How Models are Scored¶

tags: model evaluation, evaluating models, test set, spearman rho, results

tl;dr¶

GUANinE uses Spearman’s \(\rho\) (pronounced ‘rho’) to score model predictions. We suggest stats.spearmanr from the scipy package if you don’t have a better implementation.

Important

Implementations of \(\rho\) may handle ties differently. We recommend adding ‘jitter’ to your predictions to test for sensitivity to minute perturbation. See below for how-to.

scoring overview¶

Speaman’s \(\rho\) is a robustified variant of Pearson’s correlation coefficient. Unlike Pearson’s R, it is immune to affine (y = mx + b) transformations, so there is no need to worry about a ‘cutoff’ score or whether you power/log/Box-Cox transformed your predictions. Do note that it still presumes increasing results – predictions that are identical will impede its measurement.

By construction, most test set in GUANinE have private labels, just like in other AI benchmarks and Kaggle contests. This prevents ‘accidental’ cheating by design, and it also helps to extend the life of the benchmark.

To get your test set results, see the submission page [automatic scoring is not yet live].

example usage¶

with a GUANinE task dataset in dev_dat, try the following:

using scipy’s stats.spearmanr¶

from scipy.stats import spearmanr

y_dev = dev_dat['y']
preds = my_model.predict(dev_dat['tokenized_sequences']) # replace with your own function

## compute the results & its two-tailed significance (i.e. chance of being non-zero)
spear, spear_signif = spearmanr(preds, y_dev)

## if you want to pretty print, use numpy.round
print(np.round(spear*100., 4)) ## e.g. 74.XXYY

Note

To submit your test set predictions for scoring, you will need to include your development set results, so keep these handy when submitting predictions.

preventing ‘hiccups’¶

If your model is a classifier then measurements may be more accurate with a continuous relaxation, e.g. model.predict_proba for scikit-learn modules. This prevents spearmanr from having to resolve ties, but you can also use jitter:

sensitivity analysis with jitter¶

preds = my_model.predict(dev_dat['tokenized_sequences']) ## replace with your own function

epsilon = 0.01 # make this small, relative to your predictions
for i in range(5):
    jitter = np.random.randn(preds.shape[0]) * epsilon
    spear = spearmanr(preds + jitter, y_dev)[0]
    print(spear)

If the code above produces very disparate results, e.g. a spearman score of 0.84 –> 0.76, then you should probably not report the un-jittered score (as it’s an artifact of spearmanr’s tie-handling – this happens with VEP, whose scores we always jitter). We recommend running 30-50 ‘jitters’ and reporting the average result to accurately reflect your model’s performance.
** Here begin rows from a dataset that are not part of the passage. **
PR #1180, opened 2022-10-25
remove CTC targets from Datasets

### LINKED ISSUE #1179: Remove CTC Targets from all Datasets
From my understanding this very specific feature was only used in combination with Theano setups. If yes, it can be removed.

JackTemaki:
resolves #1179

### DIFF
--- a/returnn/datasets/basic.py
+++ b/returnn/datasets/basic.py
@@ -621,15 +621,6 @@ class Dataset(object):
     # For new-style subclasses, which just provide get_data.
     return self.get_data(sorted_seq_idx, target)
 
-  def get_ctc_targets(self, sorted_seq_idx):
-    """
-    Warning: This is deprecated/obsolete.
-
-    :param int sorted_seq_idx:
-    :rtype: numpy.ndarray|None
-    """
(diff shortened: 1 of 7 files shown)


returnn/datasets/basic.py
```diff
@@ -893,20 +877,6 @@ def serialize_data(self, key, data):
...
-    :rtype: numpy.ndarray
-    """
-    priori = numpy.zeros((self.num_outputs[target][0],), dtype=numpy.float32)
-    i = 0
-    while self.is_less_than_num_seqs(i):
-      self.load_seqs(i, i + 1)
-      for t in self.get_targets(target, i):
-        priori[t] += 1
-      i += 1
-    return numpy.array(priori / self.get_num_timesteps(), dtype=numpy.float32)
```
albertz, line 908: This is somewhat unrelated to this PR. But I guess also ok.

JackTemaki: Ah yes, `update_weights` is extra as well. I forgot to exclude it from the commit.

albertz (approved):

PR #1192, opened 2022-10-27
fix option stft-pad_last_frame in MultiChannelMultiResolutionStftLayer

michelwi:
The original code did not work without eager execution mode. And even then the if statement does not work element-wise over the batch dim.
This now makes use of  integer division round up.
```
int(ceil(x / float(y))) -> (x-1)/y + 1
```

### DIFF
--- a/returnn/tf/layers/signal_processing.py
+++ b/returnn/tf/layers/signal_processing.py
@@ -448,14 +448,10 @@ class MultiChannelMultiResolutionStftLayer(_ConcatInputLayer):
 
     def _compute_size_placeholder():
       size_placeholder_dict = {}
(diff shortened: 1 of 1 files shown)


albertz:
I think @vieting is the only one using this, so he should check. The code is extremely outdated and likely should be rewritten anyway.

vieting (approved):
I'm not really using it either. Agree with Albert that this code is outdated. I added the `StftLayer` which is clearer and more in line with recent RETURNN style.

Anyway, the fix looks good to me, so if you want to use it I don't see any problem with merging it.

albertz:
Ok, merging this. @michelwi but check whether your code can be rewritten using `StftLayer`. Or if not, what's missing? At some point we will probably clean up and remove those layers like `MultiChannelMultiResolutionStftLayer`.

Finally, your model may have a few not-a-numbers entries (NaNs), especially if combining many intermediate predictors. We’ve found replacing NaNs with the mean value improves performance the most, but you are welcome to experiment with this on the development set before submitting your final predictions.

replacing NaNs in predictions¶

preds = pd.Series(preds) # easiest way to fill a vector

## .mean() skips NaNs by default
preds.fillna(preds.mean()) # you can replace preds.mean() with 0., etc

spear, spear_signif = spearmanr(preds, y_dev) # compute your imputed score

A small number of ties (e.g. ~ 1% of the dataset) will not materially impact your spearmanr score, so don’t worry too much about needing to impute then jitter your results.